The authors then list a number of theses that deal with the approach that they believe organizations will need to adopt if they are to successfully enter the new marketplace (thesis 26) as it is claimed that those within the new marketplace will no longer respond to the previously issued mass-media communications as such communication is not ‘authentic’ (thesis 33.)

=== Theses 41–52: Intranets and the impact to organization control and structure ===

More fully exploring the impact of the intranet within organizations, theses forty-one through fifty-two elaborate on the subversion of hierarchy initially listed as thesis seven. When implemented correctly (theses 44–46), it is suggested that such intranets re-establish real communication amongst employees in parallel with the impact of the internet to the marketplace (thesis 48) and this will lead to a 'hyperlinked' organizational structure within the organization which will take the place of (or be utilized in place of) the formally documented organization chart (thesis 50).

=== Theses 53–71: Connecting the Internet marketplace with corporate Intranets ===

The ideal, according to the work, is for the networked marketplace to be connected to the networked intranet so that full communication can exist between those within the marketplace and those within the company itself (thesis 53.)
Achieving this level of communication is hindered by the imposition of ‘command and control’ structures (thesis 54–58) but, ultimately, organizations will need to allow this level of communication to exist as the new marketplace will no longer respond to the mass-media ‘voice’ of the organization (theses 59–71)

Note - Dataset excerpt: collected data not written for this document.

PR #257, opened 2025-06-08
Use indexed faces

AJenbo:
Instead of rebuilding every face on the CPU we send the indexes directly to the GPU since that's something it can actually handle.

Todo: 
- Update Software and SDL_GPU to handle the indexed format

This isn't intended to improve performance yet but it's a necessary step on that path.


madebr:
I think there's something wrong with textures.
Screenshot from 2025-06-09 04-09-55
image

AJenbo:
@madebr looks like your just running the game in low quality mode
image

madebr (approved):

PR #261, opened 2025-06-08
Some cleanups for the software rendere

AJenbo:
Most of these are just code cleanups but there are some potentials for small performance wins, and there should be no visual changes from any of it.


foxtacles (approved):
LGTM - I can't test it right now but if you did a quick sanity check running the renderer and didn't notice any issues then please merge

AJenbo:
I want to the prison and the pizza sign looked like in your before screen shot.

=== Theses 72–95: New Market Expectations ===

Theses seventy-two through ninety-five aim to identify the expectations (theses 76, 77, 78, 95) and changes (thesis 72) that exist within the new marketplace and how those expectations and changes will require a corresponding change from organizations (theses 79, 84, 91, 92, 94).

==Reception==
The ninety-five theses as initially posted to the web received positive reviews in mainstream publications such as the San Jose Mercury News and the Wall Street Journal. They were also widely discussed online, provoking almost religious argument in some cases. Vocal adherents included technically oriented people, who were adept in building websites, writing blogs and making themselves heard on the Internet.

The book quickly became a business bestseller and entered the top ten of Business Weeks "Best-Sellers of 2000" list.

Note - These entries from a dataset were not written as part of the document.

PR #263, opened 2025-06-08
Fix UBSAN warning when starting the jetski race

madebr:


LEGO1/lego/legoomni/src/video/legopartpresenter.cpp
```diff
@@ -91,7 +91,7 @@ MxResult LegoPartPresenter::Read(MxDSChunk& p_chunk)
 		SDL_strlwr(textureName);
 
 		if (textureName[0] == '^') {
-			strcpy(textureName, textureName + 1);
+			memmove(textureName, textureName + 1, strlen(textureName + 1));
```
foxtacles, line 94: Is the 3rd parameter correct? 

https://github.com/isledecomp/isle-portable/blob/f3a4d8fcb5d26c505d9eab9181b72c496896433f/LEGO1/lego/legoomni/src/video/legomodelpresenter.cpp#L101

AJenbo (approved):

AJenbo:
... sorry

LEGO1/lego/legoomni/src/video/legopartpresenter.cpp
madebr: Yes, you want to move the texture one character to the front.
So you want to copy the length of the string, starting from the second character.
`strlen(textureName + 1) == strlen(textureName) - 1`

foxtacles: In that case the other instance is bugged, no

The Cluetrain Manifesto has been credited with setting out "the guiding principles of social media years before Facebook and Twitter existed." It is also considered a foundational text in the field of conversational marketing; Advertising Age proclaimed in 2006: "the grand vision outlined in 1999's 'Cluetrain Manifesto' is now coming true. Consumers have control, markets are conversations and marketing is evolving into a two-way discipline."

The book has been criticized for casting its central term of human "voice" in expressivist rather than rhetorical terms.

Some critics consider the work's public reception to be cult-like. John C. Dvorak, for example, dismisses the work as a product of "lunatic fringe dingbat thinking that characterized the Internet boom" and rebukes its adherents for their "apparent faith in this odd vision of an idealistic human-oriented internetworked new world/new economy."

Other critics point to the fact that the Internet cannot be conceptualized simply as "a conversation" or that human activity online cannot be reduced to the notion of a "conversation".

In 2009 Andrew Cherwenka in The Huffington Post argued that the work's predictions had still largely failed to materialize.